Huds and Toke
- Company type: Private
- Industry: Pet Supplies / Manufacturing
- Founded: 2014
- Founders: Russell and Emma Gibbons
- Headquarters: Sunshine Coast, Australia
- Products: Pet treats for dogs, horses, and small animals
- Website: www.hudsandtoke.com.au

= Huds and Toke =

Australian pet treat manufacturer

Huds and Toke is an Australian pet treat manufacturer based on the Sunshine Coast, Queensland. The company produces dog, horse and small-animal treats with markets its products as sustainable. The company exports to several international markets.

== History ==
Huds and Toke was founded in 2014 by Russell and Emma Gibbons, transitioning from home-based baking to a purpose-built facility with support from Advance Queensland grants.

== Products ==
The company manufactures a variety of treats, including dog biscuits, horse cookies and snacks for small pets. In collaboration with Krispy Kreme Australia, it launched "Doggie Doughnuts" — dog-safe doughnut-shaped biscuits inspired by the brand’s flavours.

== Sustainability ==
Huds and Toke incorporates sustainability into its operations.

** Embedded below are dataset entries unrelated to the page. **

PR #4909, opened 2020-10-08
Fix issue where node name doesn't matching page

reggieb:
Add redirect in `session_answers#show action` if requested node not current
The redirect is to the node determined by the flow presenter from the session data.

[Trello ticket](https://trello.com/c/QpXnPT8z/546-fix-issue-where-node-name-doesnt-matching-page)


gclssvglx (approved):
LGTM 👍

PR #4915, opened 2020-10-13
Refactor InheritsSomeoneDiesWithoutWillFlow to remove deprecated methods

reggieb:
- Remove deprecated methods `calculate`, `save_input_as`, and `precalculate`
- Store responses in new calculator `InheritsSomeoneDiesWithoutWillCalculator`
- Determine boolean to response in calculator
- Where `next_step` is fixed for `outcome` - define it in _erb_ file rather than with `precalculate`

[Trello ticket](https://trello.com/c/kkRK9kOP/545-remove-deprecated-flow-methods-from-inherits-someone-dies-without-will)

### DIFF
--- a/lib/smart_answer_flows/inherits-someone-dies-without-will.rb
+++ b/lib/smart_answer_flows/inherits-someone-dies-without-will.rb
@@ -16,10 +16,10 @@ module SmartAnswer
         option :scotland
         option :"northern-ireland"
 
-        save_input_as :region
-
-        calculate :next_steps do
-          %i[wills_link inheritance_link]
+        on_response do |response|
+          self.calculator = Calculators::InheritsSomeoneDiesWithoutWillCalculator.new
+          calculator.region = response
+          calculator.next_steps = %i[wills_link inheritance_link]
         end
 
         next_node do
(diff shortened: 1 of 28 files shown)


lib/smart_answer_flows/inherits-someone-dies-without-will/outcomes/outcome_25.erb
```diff
@@ -3,5 +3,5 @@
 <% end %>
 
 <% govspeak_for :next_steps do %>
-  <%= render partial: 'next_step_links', locals: { next_steps: next_steps } %>
+  <%= render partial: 'next_step_links', locals: { next_steps: calculator.next_steps } %>
```
theseanything, line 6: As far as I can see `next_steps` is a constant for this flow?

```suggestion
  <%= render partial: 'next_step_links', locals: { next_steps: [:ownerless_link] } %>
```

lib/smart_answer_flows/inherits-someone-dies-without-will.rb
```diff
@@ -395,13 +357,15 @@ def define
...
 
-        next_node do |response|
-          case response
-          when "yes"
+        next_node do
+          if calculator.great_aunts_or_uncles?
             outcome :outcome_45
-          when "no"
+          else
+            calculator.next_steps = [:ownerless_link]
```
theseanything, line 368: I think this is a constant, tied specifically to that particular outcome page - we should probably set it there. Otherwise we need to make sure, every time we route to outcome_46 we need to set next_steps.

(Same for outcome_25 and outcome_67)

theseanything (changes requested):
Minor tweak - but looks good!

lib/smart_answer_flows/inherits-someone-dies-without-will/outcomes/outcome_25.erb
theseanything: and for outcome_46 and outcome_67

theseanything (approved):

PR #4937, opened 2020-10-22
Remove deprecated flow methods from maternity paternity calculator (part 1)

reggieb:
Refactors two of the four flows that comprise the maternity paternity calculator smart answer

Flows refactored:
`SmartAnswers::MaternityPaternityCalculatorFlow`
`SmartAnswer::MaternityPaternityCalculatorFlow::AdoptionCalculatorFlow`

- Use state to store attributes, and calculator to store logic
- Replace `save_as_input` with storing response on state object
- Replace nil assignment of attributes via calculator with direct assignment to state within `on_response`.
- Use validate blocks instead of raising `SmartAnswer::InvalidResponse`
- Ensure consistent storage of `monthly_pay_method` across flows
- Fix issue where stubbed calculator not behaving correctly
- Add :govuk_date_with_day time format, and use these named format in preference to individual `strftime` calls

[Trello ticket](https://trello.com/c/RpgFrtyo/549-remove-deprecated-flow-methods-from-maternity-paternity-calculator)

### DIFF
--- a/lib/smart_answer/calculators/maternity_pay_calculator.rb
+++ b/lib/smart_answer/calculators/maternity_pay_calculator.rb
@@ -105,11 +105,11 @@ module SmartAnswer::Calculators
     end
 
     def format_date(date)
-      date.strftime("%e %B %Y")
+      date.to_s(:govuk_date) if date
     end
 
     def format_date_day(date)
-      date.strftime("%A, %d %B %Y")
+      date.to_s(:govuk_date_with_day) if date
     end
 
     def payday_offset
--- a/lib/smart_answer_flows/maternity-paternity-calculator/adoption_calculator_flow.rb
+++ b/lib/smart_answer_flows/maternity-paternity-calculator/adoption_calculator_flow.rb
@@ -20,8 +20,8 @@ module SmartAnswer
           option :yes
           option :no
 
-          calculate :adoption_is_from_overseas do |response|
-            response == "yes"
+          on_response do |response|
+            self.adoption_is_from_overseas = (response == "yes")
           end
 
           next_node do
@@ -30,11 +30,9 @@ module SmartAnswer
         end
 
         date_question :date_of_adoption_match? do
-          calculate :match_date do |response|
-            response
-          end
-          calculate :calculator do
-            Calculators::AdoptionPayCalculator.new(match_date)
+          on_response do |response|
+            self.match_date = response
+            self.calculator = Calculators::AdoptionPayCalculator.new(match_date)
           end
 
           next_node do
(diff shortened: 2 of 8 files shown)


reggieb:
Please note that I have been unable to successfully refactor the `outcome` blocks in `SmartAnswer::MaternityPaternityCalculatorFlow::AdoptionCalculatorFlow` to remove `precalculate` calls.

In particular the `precalculate :pay_method` was problematic because `pay_method` is used separately in some parts of the flow and as an alias for `pay_pattern` in others. It also relies on methods being in the current context that are not simple to move into a calculator context without knock-on effects.

lib/smart_answer_flows/maternity-paternity-calculator/adoption_calculator_flow.rb
```diff
@@ -222,24 +178,14 @@ def define
           from { 2.years.ago(Time.zone.today) }
           to { 2.years.since(Time.zone.today) }
 
-          precalculate :payday_offset do
-            calculator.payday_offset
-          end
-
-          precalculate :payday_offset_formatted do
-            calculator.format_date_day payday_offset
-          end
```
theseanything, line 231: Are these being used by the question template? Can't see where these values are being set?

lib/smart_answer_flows/maternity-paternity-calculator/adoption_calculator_flow.rb
```diff
@@ -254,12 +200,8 @@ def define
           option :monthly
 
           on_response do |response|
-            calculator.pay_pattern = response
-          end
-
-          calculate :calculator do |response|
-            calculator.pay_method = response
-            calculator
```
theseanything, line 262: Woah this is odd.

lib/smart_answer/calculators/maternity_pay_calculator.rb
```diff
@@ -105,11 +105,11 @@ def valid_pay_pattern?
...
 
     def format_date(date)
-      date.strftime("%e %B %Y")
+      date.to_s(:govuk_date) if date
     end
 
     def format_date_day(date)
-      date.strftime("%A, %d %B %Y")
+      date.to_s(:govuk_date_with_day) if date
     end
```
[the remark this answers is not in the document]
theseanything: (Happy to leave it in for now)

theseanything (changes requested):
Yup - I think the direction this is going is good!

lib/smart_answer_flows/maternity-paternity-calculator/adoption_calculator_flow.rb
```diff
@@ -43,44 +41,22 @@ def define
...
-          calculate :employment_start do
-            calculator.a_employment_start
+            self.employment_start = calculator.a_employment_start
+            self.qualifying_week_start = calculator.adoption_qualifying_start
           end
 
-          calculate :qualifying_week_start do
-            calculator.adoption_qualifying_start
+          validate :error_message do |_response|
+            match_date < adoption_placement_date
```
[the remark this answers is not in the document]
reggieb: Yes I think I'm guilty of trying to be too clever there; just had a play and you are right.

```ruby
def process(n)
  p [
      n,
      !(n < 5),
      5 <= n,
      5 < n,
      n >= 5
    ]
end

(4..6).each {|n| process(n)}
```
Outputs:
```
[4, false, false, false, false]
[5, true, true, false, true]
[6, true, true, true, true]
```
I think of the two variants that work, `n >= 5` is closer to the original, so least likely to confuse, so I'll change it to: 
```ruby
adoption_placement_date >= match_date
```

lib/smart_answer_flows/maternity-paternity-calculator/adoption_calculator_flow.rb
reggieb: To be honest, I really struggled to find where some variables were used. A problem is that the system is so complicated that I had to fall back to relying on the tests, but the tests often test that a particular attribute is set as expected, without it being used. 

Due to the way flows behave, things are further complicated by the tests not testing an attribute in isolation. That is, to test C, the tests often test A and B first (particularly in "integration" tests), and often it is not clear whether A and/or B are prerequisites of C or are just set on the way. That can make it hard to cut an attribute test out.

As a result, I've tended to refactor to maintain the current behaviour and only "corrected" that behaviour if the change was simple and obvious.

lib/smart_answer_flows/maternity-paternity-calculator/adoption_calculator_flow.rb
reggieb: Absolutely. The relationship between `pay_method` and `pay_pattern` confused the hell out of me. Here they appear to be the same, but in other parts of the flow/logic they are most definitely not the same.

lib/smart_answer_flows/maternity-paternity-calculator/adoption_calculator_flow.rb
theseanything: Yup - that makes sense and is the safest!

theseanything (approved):

PR #4955, opened 2020-10-29
Remove Retail, Hospitality and Leisure Grant and Small Business Grant funds

pollygreen:
These schemes are no longer active. We need to remove them so the smart answer is accurate and users aren't confused.

### DIFF
--- a/lib/smart_answer_flows/business-coronavirus-support-finder/outcomes/results.erb
+++ b/lib/smart_answer_flows/business-coronavirus-support-finder/outcomes/results.erb
@@ -33,7 +33,7 @@
     $CTA
     ### Self-Employment Income Support Scheme
 
-    This scheme is now closed for the first grants. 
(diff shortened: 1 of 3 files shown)


lib/smart_answer_flows/business-coronavirus-support-finder/outcomes/results.erb
```diff
@@ -55,7 +55,8 @@
     $CTA
   <% end %>
 
-  <% if calculator.show?(:retail_hospitality_leisure_business_rates) %>
+  <% if calculator.show?(:
+  _hospitality_leisure_business_rates) %>
```
theseanything, line 59:
```suggestion
  <% if calculator.show?(:retail_hospitality_leisure_business_rates) %>
```

theseanything (approved):

PR #4980, opened 2020-11-11
Use whenever to schedule sending broken links report to Zendesk

reggieb:
Setup is triggered within Jenkinsfile

[whenever is a gem](https://github.com/javan/whenever) used to schedule cron tasks

### DIFF
--- a/Gemfile
+++ b/Gemfile
@@ -25,6 +25,7 @@ gem "slimmer"
 gem "tilt"
 gem "uglifier"
 gem "uk_postcode"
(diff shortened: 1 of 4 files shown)


reggieb:
The main problem with this solution is that each server instance of the application would have it's own cron job, which would result in multiple reports being generated. So ... closing this.

reggieb:
PR is superseded by this: https://github.com/alphagov/govuk-puppet/pull/10837

PR #5011, opened 2020-11-26
Remove deprecated methods from the calculate your holiday entitlement flow

gclssvglx:
## What

We should remove support for the `calculate`, `precalculate` and `save_input_as` methods in flow definition for calculate-your-holiday-entitlement flow. 

## Why

These methods have been deprecated and their removal will reduce the complexity of the codebase. 

[Trello](https://trello.com/c/rBAEdQ2Q/587-remove-deprecated-flow-methods-from-calculate-your-holiday-entitlement)

- Changes to start pages are **not** continuously deployed, and are [deployed using a different process](https://github.com/alphagov/smart-answers/blob/master/doc/smart-answer-flow-development/publishing.md).

### DIFF
--- a/lib/smart_answer/calculators/holiday_entitlement.rb
+++ b/lib/smart_answer/calculators/holiday_entitlement.rb
@@ -13,28 +13,62 @@ module SmartAnswer::Calculators
     DAYS_PER_LEAP_YEAR = 366.to_d
     STANDARD_WORKING_DAYS_PER_WEEK = 5.to_d
 
-    attr_reader :working_days_per_week,
-                :hours_per_week,
+    attr_accessor :calculation_basis,
+                  :holiday_period,
+                  :leave_year_start_date,
+                  :hours_per_shift
+
+    attr_reader :hours_per_week,
                 :start_date,
                 :leaving_date,
-                :leave_year_start_date,
+                :working_days_per_week,
                 :shifts_per_shift_pattern,
                 :days_per_shift_pattern
 
-    def initialize(working_days_per_week: 0,
-                   hours_per_week: 0,
-                   start_date: nil,
-                   leaving_date: nil,
-                   leave_year_start_date: nil,
-                   shifts_per_shift_pattern: 0,
-                   days_per_shift_pattern: 0)
-      @working_days_per_week = BigDecimal(working_days_per_week, 10)
-      @hours_per_week = BigDecimal(hours_per_week, 10)
-      @start_date = start_date
-      @leaving_date = leaving_date
-      @leave_year_start_date = leave_year_start_date || calculate_leave_year_start_date
-      @shifts_per_shift_pattern = BigDecimal(shifts_per_shift_pattern, 10)
-      @days_per_shift_pattern = BigDecimal(days_per_shift_pattern, 10)
+    def initialize
+      @leave_year_start_date = calculate_leave_year_start_date
+    end
+
+    def start_date=(date)
+      @start_date = date
+      @leave_year_start_date = calculate_leave_year_start_date
+    end
+
+    def leaving_date=(date)
+      @leaving_date = date
+      @leave_year_start_date = calculate_leave_year_start_date
+    end
+
+    def hours_per_week=(hours)
+      @hours_per_week = BigDecimal(hours, 10)
+    end
+
+    def working_days_per_week=(days)
+      @working_days_per_week = BigDecimal(days, 10)
+    end
+
+    def shifts_per_shift_pattern=(shifts)
+      @shifts_per_shift_pattern = BigDecimal(shifts, 10)
+    end
+
+    def days_per_shift_pattern=(days)
+      @days_per_shift_pattern = BigDecimal(days, 10)
+    end
+
+    def holiday_entitlement_hours
+      full_time_part_time_hours_and_minutes.first
+    end
+
+    def holiday_entitlement_minutes
+      full_time_part_time_hours_and_minutes.last
+    end
+
+    def hours_daily
+      compressed_hours_daily_average.first
+    end
+
+    def minutes_daily
+      compressed_hours_daily_average.last
     end
 
     def compressed_hours_daily_average
--- a/lib/smart_answer_flows/calculate-your-holiday-entitlement.rb
+++ b/lib/smart_answer_flows/calculate-your-holiday-entitlement.rb
@@ -15,14 +15,14 @@ module SmartAnswer
         option "annualised-hours"
         option "compressed-hours"
         option "shift-worker"
-        save_input_as :calculation_basis
 
-        calculate :leaving_date
-        calculate :leave_year_start_date
-        calculate :start_date
+        on_response do |response|
+          self.calculator = Calculators::HolidayEntitlement.new
+          calculator.calculation_basis = response
+        end
 
-        next_node do |response|
-          case response
+        next_node do
+          case calculator.calculation_basis
           when "days-worked-per-week", "hours-worked-per-week", "compressed-hours", "irregular-hours", "annualised-hours"
             question :calculation_period?
           when "shift-worker"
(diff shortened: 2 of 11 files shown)


lib/smart_answer_flows/calculate-your-holiday-entitlement.rb
```diff
@@ -210,128 +233,61 @@ def define
...
+          calculator.hours_per_shift = response
+        end
+
+        validate :error_no_hours_worked do
+          calculator.hours_per_shift.positive?
+        end
 
-          hours_per_shift
+        validate :error_over_24_hours_worked do
+          calculator.hours_per_shift.between?(1, 24)
```
reggieb, line 245: As the lower limit is already covered in the `:error_no_hours_worked` validate block, I think this should just cover the condition where `hours_per_shift` is greater that 24 as the title suggests. So
```ruby
calculator.hours_per_shift <= 24
```

lib/smart_answer/calculators/holiday_entitlement.rb
```diff
@@ -37,6 +41,48 @@ def initialize(working_days_per_week: 0,
       @days_per_shift_pattern = BigDecimal(days_per_shift_pattern, 10)
     end
```
reggieb, line 42: Looking at the flow where this calculator is used, passing attributes in to the calculator on initialization is only used in tests ..... and as you've removed most of those assignments from the test, I think the `initialize` method can be significantly simplified.

It seems a shame to do all that work in the tests to remove the assignment of attributes there, to then not reap the benefit by simplifying the code here.

lib/smart_answer_flows/calculate-your-holiday-entitlement.rb
```diff
@@ -124,22 +133,28 @@ def define
...
+        validate :error_end_date_outside_leave_year_range do
+          calculator.leaving_date.blank? || YearRange.new(begins_on: calculator.leave_year_start_date).include?(calculator.leaving_date)
+        end
+
+        validate :error_start_date_before_start_leave_year_date do
+          calculator.start_date.blank? || calculator.leave_year_start_date.before?(calculator.start_date)
+        end
+
+        validate :error_start_date_outside_leave_year_range do
+          calculator.start_date.blank? || YearRange.new(begins_on: calculator.leave_year_start_date).include?(calculator.start_date)
```
reggieb, line 153: Perhaps pedantic, but `if start_date` is different to `if start_date.present?`. As the first returns true if start_date is `" "` and the other false.

I think this should be:
```ruby
calculator.start_date.nil? || YearRange.new(begins_on: calculator.leave_year_start_date).include?(calculator.start_date)
```
Same for the `:error_start_date_before_start_leave_year_date` validate block.

The other validate blocks here are OK using `calculator.leaving_date.blank?` because the original was `if leaving_date.present?`

lib/smart_answer_flows/calculate-your-holiday-entitlement.rb
```diff
@@ -154,13 +169,16 @@ def define
...
+        end
 
-          raise InvalidResponse, :error_no_hours_worked if hours_per_week <= 0
+        validate :error_no_hours_worked do
+          calculator.hours_per_week.positive?
+        end
 
-          hours_per_week
+        validate :error_over_168_hours_worked do
+          calculator.hours_per_week.between?(1, 168)
```
reggieb, line 181: Again, `between?` is great where the range is being caught within one validation, but when it is split into two (lower and higher limits), the test for the higher limit should just test that, and not use `between?`.

reggieb (commented):
A lot of excellent work here. I've added some comments.

lib/smart_answer_flows/calculate-your-holiday-entitlement.rb
```diff
@@ -59,12 +62,14 @@ def define
...
-        calculate :working_days_per_week do |response|
-          working_days_per_week = response
-          raise InvalidResponse if working_days_per_week <= 0 || working_days_per_week > 7
+        on_response do |response|
+          calculator.working_days_per_week = response
+        end
 
-          working_days_per_week
+        validate :error_message do
+          calculator.working_days_per_week.between?(1, 7)
```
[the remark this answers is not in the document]
gclssvglx: Thanks 👍

lib/smart_answer/calculators/holiday_entitlement.rb
gclssvglx: Thanks @reggieb - this is much cleaner

lib/smart_answer/calculators/holiday_entitlement.rb
```diff
@@ -37,6 +41,48 @@ def initialize(working_days_per_week: 0,
...
 
+    def start_date=(date)
+      @start_date = date
+      @leave_year_start_date = calculate_leave_year_start_date
+    end
+
+    def leaving_date=(date)
+      @leaving_date = date
+      @leave_year_start_date = calculate_leave_year_start_date
```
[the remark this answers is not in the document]
gclssvglx: `calculate_leave_year_start_date` tests `worked_partial_year?` which tests the presence of both `start_date` and `leaving_date`.  Without running `calculate_leave_year_start_date` when either the `start_date` or `leaving_date` changes, we get a lot of failing tests.  When you dig into this it's because the `leave_year_start_date` is out.

lib/smart_answer/calculators/holiday_entitlement.rb
```diff
@@ -64,6 +110,8 @@ def formatted_full_time_part_time_days
       format_number(rounded_full_time_part_time_days)
     end
 
+    alias_method :holiday_entitlement_days, :formatted_full_time_part_time_days
```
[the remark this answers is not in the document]
gclssvglx: Thanks - I've updated the views and removed all `alias_method`'s

lib/smart_answer_flows/calculate-your-holiday-entitlement.rb
gclssvglx: Updated as per suggestion - thanks 👍

lib/smart_answer_flows/calculate-your-holiday-entitlement.rb
gclssvglx: Updated as per suggestion - thanks 👍

lib/smart_answer_flows/calculate-your-holiday-entitlement.rb
gclssvglx: Updated as per suggestion - thanks 👍

lib/smart_answer/calculators/holiday_entitlement.rb
```diff
@@ -37,6 +41,48 @@ def initialize(working_days_per_week: 0,
       @days_per_shift_pattern = BigDecimal(days_per_shift_pattern, 10)
     end
 
+    def start_date=(date)
+      @start_date = date
+      @leave_year_start_date = calculate_leave_year_start_date
```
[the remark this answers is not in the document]
gclssvglx: I agree!  However, we need to update the `leave_year_start_date` in `initialize` and when either the `start_date` or `leaving_date` is changed.  `initialize` is fine of course, and if this were an ActiveRecord model I'd simply check if these attributes are dirty and run a callback.  But, I don't believe there is a way to do that in a plain ol' ruby object.

lib/smart_answer/calculators/holiday_entitlement.rb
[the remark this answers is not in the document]
reggieb: OK - It will have to stay as it is then :shrug:

lib/smart_answer/calculators/holiday_entitlement.rb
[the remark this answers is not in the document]
reggieb: OK

reggieb (approved):
Looks good!

PR #5013, opened 2020-11-27
Add RSpec Feature test for coronavirus find support flow

reggieb:
Heading says it all really.

[Trello ticket](https://trello.com/c/KUryV0ib/635-add-rspec-integration-tests-for-find-support)

### DIFF
--- a/spec/features/smart_answer/find_coronavirus_support_flow_spec.rb
+++ b/spec/features/smart_answer/find_coronavirus_support_flow_spec.rb
@@ -1,0 +1,249 @@
+require "rails_helper"
+
+RSpec.feature "FindCoronavirusSupportFlow", type: :feature do
+  def start_flow_to_need_help_with
+    visit "/find-coronavirus-support"
+    expect(page).to have_selector("h1", text: headings[:flow_title])
+
+    click_govuk_start_button
+    expect(page).to have_selector("h1", text: headings[:need_help_with])
+  end
+
+  def continue_to_results
+    click_button "Continue"
+    expect(page).to have_selector("h1", text: headings[:nation])
+
+    choose "England"
+    click_button "Continue"
+    expect(page).to have_selector("h1", text: headings[:results])
+  end
+
+  let(:headings) do
+    {
+      flow_title: "Find out what support you can get if you’re affected by coronavirus",
+      need_help_with: "What do you need help with because of coronavirus?",
+      feel_unsafe: "Do you feel unsafe where you live?",
+      afford_rent_mortgage_bills: "Are you finding it hard to pay your rent, mortgage or bills?",
+      afford_food: "Are you finding it hard to afford food?",
+      get_food: "Are you able to get food?",
+      self_employed: "Are you self-employed, a freelancer, or a sole trader?",
+      have_you_been_made_unemployed: "Have you been made redundant or told to stop working?",
+      worried_about_work: "Are you worried about going in to work?",
+      are_you_off_work_ill: "Are you off work because you’re ill or self-isolating?",
+      have_somewhere_to_live: "Do you have somewhere to live?",
+      have_you_been_evicted: "Have you been evicted?",
+      mental_health_worries: "Are you worried about your mental health, or another adult or child’s mental health?",
+      nation: "Where do you want to find information about?",
+      results: "Information based on your answers",
+    }
+  end
+
+  let(:result_subheadings) do
+    {
+      feeling_unsafe: "Feeling unsafe",
+      paying_bills: "Paying your rent, mortgage, or bills",
+      getting_food: "Getting food",
+      being_unemployed: "Being made redundant or unemployed, or not having any work",
+      going_to_work: "Being worried about working, or off work because you’re self-isolating",
+      somewhere_to_live: "Having somewhere to live",
+      mental_health: "Mental health and wellbeing",
+    }
+  end
+
+  let(:need_help_with) do
+    {
+      feeling_unsafe: "Feeling unsafe where you live, or what to do if you’re worried about the safety of another adult or child",
+      paying_bills: "Paying your rent, mortgage, or bills",
+      getting_food: "Getting food",
+      being_unemployed: "Being made redundant or unemployed, or not having any work",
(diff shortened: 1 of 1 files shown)


spec/features/smart_answer/find_coronavirus_support_flow_spec.rb
```diff
@@ -0,0 +1,249 @@
...
+      feeling_unsafe: "Feeling unsafe where you live, or what to do if you’re worried about the safety of another adult or child",
+      paying_bills: "Paying your rent, mortgage, or bills",
+      getting_food: "Getting food",
+      being_unemployed: "Being made redundant or unemployed, or not having any work",
+      going_to_work: "Being worried about working, or off work because you’re self-isolating",
+      somewhere_to_live: "Having somewhere to live",
+      mental_health: "Mental health and wellbeing, including information for children",
+      none: "None of these",
+    }
+  end
```
gclssvglx, line 64: I understand why you've had to do this, but having to repeat these here feels wrong.  Should we not be making use of the `locales` files instead?

spec/features/smart_answer/find_coronavirus_support_flow_spec.rb
```diff
@@ -0,0 +1,249 @@
...
+
+    check need_help_with[:being_unemployed]
+    click_button "Continue"
+    expect(page).to have_selector("h1", text: headings[:self_employed])
+
+    choose "No"
+    click_button "Continue"
+    expect(page).to have_selector("h1", text: headings[:have_you_been_made_unemployed])
+
+    choose "Yes, I’ve been made redundant or I’m out of work, or might be soon"
```
gclssvglx, line 121: Same as above

spec/features/smart_answer/find_coronavirus_support_flow_spec.rb
```diff
@@ -0,0 +1,249 @@
...
+    choose "Yes, I am"
+    continue_to_results
+    expect(page).to have_selector("h2", text: result_subheadings[:mental_health])
+  end
+
+  scenario "None of these" do
+    start_flow_to_need_help_with
+    check need_help_with[:none]
+    continue_to_results
+    expect(page).to have_text("Based on your answers, there’s no specific information for you in this service at the moment")
```
gclssvglx, line 186: Same as above

spec/features/smart_answer/find_coronavirus_support_flow_spec.rb
```diff
@@ -0,0 +1,249 @@
...
+  def start_flow_to_need_help_with
+    visit "/find-coronavirus-support"
+    expect(page).to have_selector("h1", text: headings[:flow_title])
+
+    click_govuk_start_button
+    expect(page).to have_selector("h1", text: headings[:need_help_with])
+  end
+
+  def continue_to_results
+    click_button "Continue"
```
gclssvglx, line 13: This relies on the button being `Continue`.  However, there is the option to change the label on that button now.  Is there a way to mitigate having to update all occurrences of `Continue` in this file when someone changes the button text?  Could we use an ID or `locale` files?

gclssvglx (commented):
Hi @reggieb - looks great.  But I'm concerned we're not using the locale files.  Is there a reason why we can't do that?

reggieb:
Yes - I absolutely agree that using locale file would be the way to go. I had a [similar discussion with Sean in the previous RSpec PR](https://github.com/alphagov/smart-answers/pull/5000#discussion_r527702237).

The problem at the moment is that these texts are defined within the flow erb files and do not use locales, and I could not see a simple way to grab the text directly from the erb files.

Moving texts to translation locale files is a separate piece of work I believed.

gclssvglx:
> Yes - I absolutely agree that using locale file would be the way to go. I had a [similar discussion with Sean in the previous RSpec PR](https://github.com/alphagov/smart-answers/pull/5000#discussion_r527702237).
> 
> The problem at the moment is that these texts are defined within the flow erb files and do not use locales, and I could not see a simple way to grab the text directly from the erb files.
> 
> Moving texts to translation locale files is a separate piece of work I believed.

Yeah, I get that converting the flows to use `locale`s is a big chunk of work.  So long as it's on the radar...!

gclssvglx (approved):
@reggieb Nice tests - like it 👍

spec/features/smart_answer/find_coronavirus_support_flow_spec.rb
reggieb: "Continue" isn't the default button text. The default is "Next step".

OK - so say we use a translation file here. We have two next step labels, which need identifying with a key. I'd suggest `:continue` and `:next_step`. The code then becomes something like:

```ruby
click_button i18n.t('flow.next_button.continue')
```
If we change the button back to default we'd need to change each occurrence to:

```ruby
click_button i18n.t('flow.next_button.next_step')
```

We could wrap it all in a method. So we have something like:

```ruby
click_next_button(:continue)
```
But then we've obscured what is actually going on by one step - a step that I'd argue is unnecessary.

I am very conscious of the way RSpec feature tests have been implemented in other GDS projects; where everything is wrapped up in methods in what I call pseudo-cucumber. It makes it very hard to work out what the tests are actually doing. This is especially annoying when the standard RSpec and Capybara syntax is so descriptive without this unnecessary obscuration.

So I would argue that considering all the options, the clearest and simplest solution is just to use:
```ruby
click_button "Continue"
```
Everyone familiar with Capybara should understand what it's doing, and it is just as simple to change "Continue" to "Next Step" as it is `:continue` to `:next_step`.

Sure - where the text is long, use translation files. But for very basic actions like this, I'd argue that the simplest solution is the best.

gclssvglx: I was hoping we could do something like this...

```
# config/locales/en.yml
next_button: "Next step"
...
flows:
  find_support: 
    next_button: "Continue"
```

Then ...
```
# lib/smart_answer_flows/find-coronavirus-support.rb
module SmartAnswer
  class FindCoronavirusSupportFlow < Flow
    def define
      # ...
      button_text i18n.t('flows.find_support.next_button')
```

It operates a solar-powered manufacturing facility and has utilised insect-based protein (e.g. black soldier fly larvae) in its products ahead of broader industry trends.

== Recognition and international reach ==
Founder Emma Gibbons received the 2023 Queensland AgriFutures Rural Women’s Award. The company has gained media attention and government support for its export success, including expansion into markets such as Japan, Singapore, Germany, the United States and the United Kingdom.